The reaction can be easily tracked by the change in the characteristic absorption peak of 4-nitrophenol at ~400 nm. In the presence of NaBH₄ and catalyst, the absorption band of 4-nitrophenol at ~400 nm, disappear and a new band emerges at a lower wavelength at ~300 nm, which indicates the successful transformation of 4-nitrophenol to 4-aminophenol [42]. Although, the transformation of nitro to amino phenol is thermodynamically favored in the presence of NaBH₄, still, a catalyst is required to clear the kinetic barrier caused by the difference of potential between donor and acceptor [43]. The Au-ZrO₂ nanocatalyst may facilitate the transfer of an electron from BH₄⁻ ions to the nitro group of 4-nitrophenol and reduce it to 4-aminophenol with improved reaction rate. Upon addition of Au-ZrO₂, the intensity of the absorption band of 4-nitrophenol at ~400 nm gradually decreased with the emergence of a new band at ~300 nm indicating the formation of 4-aminophenol. The reaction was completed within a short period of time between 5 to 30 min depending upon the amount of catalyst used. With increasing the amount of Au-ZrO₂ nanocatalyst from 0.25 mL to 1 mL the reaction time decreased from 30 min to 5 min, respectively, as shown in Figure 5. Notably, in the absence of catalyst, the peak at the 400 nm decreased slightly even after a long reaction time (several hours). This clearly depicts the inefficiency of NaBH₄ towards the reduction of 4-nitrophenol and the importance of Au-ZrO₂ during this process.

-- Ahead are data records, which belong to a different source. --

PR #204, opened 2022-05-02
Implement new set of colors

monika-o:
On this branch, the colors of the plots have been revised to enhance visibility and intuitiveness.

### DIFF
--- a/oemof_b3/config/colors.csv
+++ b/oemof_b3/config/colors.csv
@@ -1,67 +1,67 @@
 ,Color
-PV,#bcbd22
+PV,#feff01
 Wind on,#1f77b4
-Wind off,#17becf
+Wind off,#73baec
 Biomass ST,#2ca02c
 Biomass GT,#007000
-Hydro reservoir,lightseagreen
-Hydro ROR,turquoise
+Hydro reservoir,#3c52f7
+Hydro ROR,#2837a9
 
-H2 GT,magenta
-CH4 GT,#d62728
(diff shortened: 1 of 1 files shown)


scripts/plot_scalar_results.py
```diff
@@ -487,6 +506,9 @@ def plot_demands(carriers):
     plot_flow_out_multi_carrier(CARRIERS)
     plot_demands(CARRIERS)
 
+    fig = draw_standalone_legend(colors_odict)
+    plt.savefig(os.path.join(target, "legend.png"))
```
jnnr, line 510:
```suggestion
    standalone_legend = False
    if standalone_legend:
        fig = draw_standalone_legend(colors_odict)
        plt.savefig(os.path.join(target, "legend.png"))
```

scripts/plot_dispatch.py
```diff
@@ -141,8 +145,40 @@
...
+            for key, value in simple_labels_dict.items():
+                if value[0] in labels and value[1] in labels:
+                    labels = [
+                        key
+                        if item == value[0]
+                        else "_Hidden"
+                        if item == value[1]
+                        else item
+                        for item in labels
+                    ]
```
jnnr, line 175: Could you make this a function or write an inline comment to make it easier to understand?

jnnr (commented):
Looks good! If you could make the relabeling step a bit cleaner, this would help. After that, you can merge.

Furthermore, the stability of the Au-ZrO₂ nanocatalyst was tested by repeated use of the same catalyst for the reduction of 4-nitrophenol several times. The reusability of the catalyst has significant importance from both academic and commercial aspects. In this case, to evaluate the reusability of Au-ZrO₂, the reduction of 4-nitrophenol was performed five times using the same catalyst. After every reaction, the catalyst is isolated by centrifuge and reused for another reaction. All the reusability tests are carried out using 0.25 mL concentration of catalyst; however, the substrates and catalysts are taken in large amounts to recover a sufficient amount of catalyst required for further reactions. The results of the recycling of Au-ZrO₂ are shown in Figure 6. The results revealed that the catalytic activity of Au-ZrO₂ was only slightly affected even after five cycles. During the reusability tests, the conversion of 4-nitrophenol was slightly decreased in each reaction which could be due to the weight loss of catalyst while recovery (during filtration). For instance, during the first reaction using fresh catalyst, 4-nitrophenol was completely converted to 4-aminophenol in 30 min, however in subsequent reactions conversion was slightly reduced after every reaction during the same reaction time, as reflected by the decrease in the intensity of the absorption peak of 4-aminophenol at ~300 nm (cf. Figure 6).

4. Conclusions

Herein, we have successfully prepared Au-ZrO₂ nanocatalyst using a facile ultrasonic method at room temperature. Using this method, the Au-ZrO₂ nanocatalyst preparation was completed in a very short period of time (5 min) under mild conditions in the absence of any additives or surfactant. Au in the nano-size regime was found to be uniformly deposited on the surface of ZrO₂ NPs. The formation of a nanocatalyst was confirmed using UV–Vis, XRD, FT-IR spectroscopy along with TEM, and SEM analysis. The as-prepared Au-ZrO₂ nanocatalyst demonstrated excellent catalytic activity towards the reduction of 4-nitrophenol to 4-aminophenol in the presence of NaBH₄. The reduction was completed in a very short period of time (between 5–30 min) under mild conditions, and with increasing the amount of catalyst, the conversion time decreased accordingly. Therefore, this approach i.e., ultrasonic method, can be potentially extended for the green synthesis of various other nanoparticles based composite materials. Additionally, the Au-ZrO₂ nanocatalyst can be further tested for various other reactions as a potential reduction catalyst.